When Do Bedbugs Feed?
- Bedbugs prefer to feed at night. They most often come out in the early morning, a few hours before the sun comes up. By that time, you'll have been busy luring them in for a few hours by giving off body heat and carbon dioxide. You're also in a deep enough sleep that you'll be undisturbed by their feeding routines. If you skip the bed at night in hopes of starving them out, they'll just follow you to the couch, the spare bedroom or a piece of furniture next to the floor space where you crash for the night.
- Bedbugs can survive for nearly a year in a dormant state. If you haven't been near their usual night-feeding spot because you haven't been sleeping at home, they'll wait you out for a while. If you spend time during the day at home, eventually hungry bedbugs will detect your presence through your breath and body heat and seek you out during the day.

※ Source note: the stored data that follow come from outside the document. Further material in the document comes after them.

PR #1882, opened 2022-02-05
chore: create a custom `warnings.warn` wrapper

JohnVillalovos:
Create a custom `warnings.warn` wrapper that will walk the stack trace
to find the first frame outside of the `gitlab/` path to print the
warning against. This will make it easier for users to find where in
their code the error is generated from

### DIFF
--- a/gitlab/__init__.py
+++ b/gitlab/__init__.py
@@ -20,6 +20,7 @@ import warnings
 from typing import Any
 
 import gitlab.config  # noqa: F401
+from gitlab import utils as _utils
 from gitlab._version import (  # noqa: F401
     __author__,
     __copyright__,
@@ -40,11 +41,13 @@ warnings.filterwarnings("default", category=DeprecationWarning, module="^gitlab"
 def __getattr__(name: str) -> Any:
     # Deprecate direct access to constants without namespace
     if name in gitlab.const._DEPRECATED:
-        warnings.warn(
-            f"\nDirect access to 'gitlab.{name}' is deprecated and will be "
-            f"removed in a future major python-gitlab release. Please "
-            f"use 'gitlab.const.{name}' instead.",
-            DeprecationWarning,
+        _utils.warn(
+            message=(
+                f"\nDirect access to 'gitlab.{name}' is deprecated and will be "
+                f"removed in a future major python-gitlab release. Please "
+                f"use 'gitlab.const.{name}' instead."
+            ),
+            category=DeprecationWarning,
         )
         return getattr(gitlab.const, name)
     raise AttributeError(f"module {__name__} has no attribute {name}")
--- a/gitlab/utils.py
+++ b/gitlab/utils.py
@@ -15,8 +15,11 @@
 # You should have received a copy of the GNU Lesser General Public License
 # along with this program.  If not, see <http://www.gnu.org/licenses/>.
 
+import pathlib
+import traceback
 import urllib.parse
-from typing import Any, Callable, Dict, Optional, Union
+import warnings
+from typing import Any, Callable, Dict, Optional, Type, Union
 
 import requests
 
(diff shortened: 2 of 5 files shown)


JohnVillalovos:
Test script:
```
$ cat show-warning.py
#!/usr/bin/python3 -ttu
import gitlab

x = gitlab.OWNER_ACCESS
```

With this PR, warning shows against the script:
```
/home/python-gitlab/./show-warning.py:4: DeprecationWarning:
Direct access to 'gitlab.OWNER_ACCESS' is deprecated and will be removed in a future major python-gitlab release. Please use 'gitlab.const.OWNER_ACCESS' instead.
  x = gitlab.OWNER_ACCESS
```


Without this PR, warning shows against `gitlab/__init__.py`:
```./show-warning.py
/home/python-gitlab/gitlab/__init__.py:43: DeprecationWarning:
Direct access to 'gitlab.OWNER_ACCESS' is deprecated and will be removed in a future major python-gitlab release. Please use 'gitlab.const.OWNER_ACCESS' instead.
  warnings.warn(
```

nejch:
Thanks @JohnVillalovos. If I understand correctly you want to show the caller and not the source in our library when showing warnings. Wouldn't this achieve the goal without custom wrappers?

```python
        warnings.warn(
            f"\nDirect access to 'gitlab.{name}' is deprecated and will be "
            f"removed in a future major python-gitlab release. Please "
            f"use 'gitlab.const.{name}' instead.",
            DeprecationWarning,
            stacklevel=2,
        )
```

Let me know if that works.

JohnVillalovos:
> Thanks @JohnVillalovos. If I understand correctly you want to show the caller and not the source in our library when showing warnings. Wouldn't this achieve the goal without custom wrappers?
> 
> ```python
>         warnings.warn(
>             f"\nDirect access to 'gitlab.{name}' is deprecated and will be "
>             f"removed in a future major python-gitlab release. Please "
>             f"use 'gitlab.const.{name}' instead.",
>             DeprecationWarning,
>             stacklevel=2,
>         )
> ```
> 
> Let me know if that works.

It works but have to determine what `stacklevel` is for each function. And if somehow the function got moved it would change where in the stack it is and then need to update that value. That is why I went with the wrapper which determines it automatically. I figure better to let the computer keep track of it than us manually doing it.

Some of these require `stacklevel=2` and some require `stacklevel=3`.

nejch:
> It works but have to determine what `stacklevel` is for each function. And if somehow the function got moved it would change where in the stack it is and then need to update that value. That is why I went with the wrapper which determines it automatically. I figure better to let the computer keep track of it than us manually doing it.
> 
> Some of these require `stacklevel=2` and some require `stacklevel=3`.

Ahh I see, ok, that wasn't clear to me at first glance. I was hoping it was a simpler one-time thing and we'd avoid having a heated debate about required keyword-only arguments but now we'll have to have it :sweat_smile:

gitlab/__init__.py
```diff
@@ -20,6 +20,7 @@
 from typing import Any
 
 import gitlab.config  # noqa: F401
+from gitlab import utils as _utils
```
nejch, line 23: Not sure I fully understand the context here for `_utils` compared to how it's imported in the rest of the library. If it's needed, maybe we just go with `_utils.py` then to avoid `import thing as another_thing` and be consistent? Would still be very pep8-ish:

> Even with `__all__` set appropriately, internal interfaces (packages, modules, classes, functions, attributes or other names) should still be prefixed with a single leading underscore.

gitlab/utils.py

- It may seem like bedbugs are eating you alive, but in reality, each bug only feeds about every five to 10 days. As they grow from nymphs into adults, they molt, or shed their skins, five times, according to entomologist Janet J. Knodel and colleagues from North Dakota State University. They must consume a large meal of your blood before each molting session. It takes a bedbug three to 10 minutes to feed. Sometimes the bugs only bite a single time, but most of the time they make a cluster of two to four bites at each feeding.
- Bedbugs don't really care what part of the body they get a meal from. They typically bite the legs and arms because those are the most commonly exposed areas of skin, but they'll bite any skin area they can get to, including your face and neck. If you cover yourself up from head to toe, it may slow down a bedbug, but eventually the bug will find a crack or crevice and gain access to your warm skin.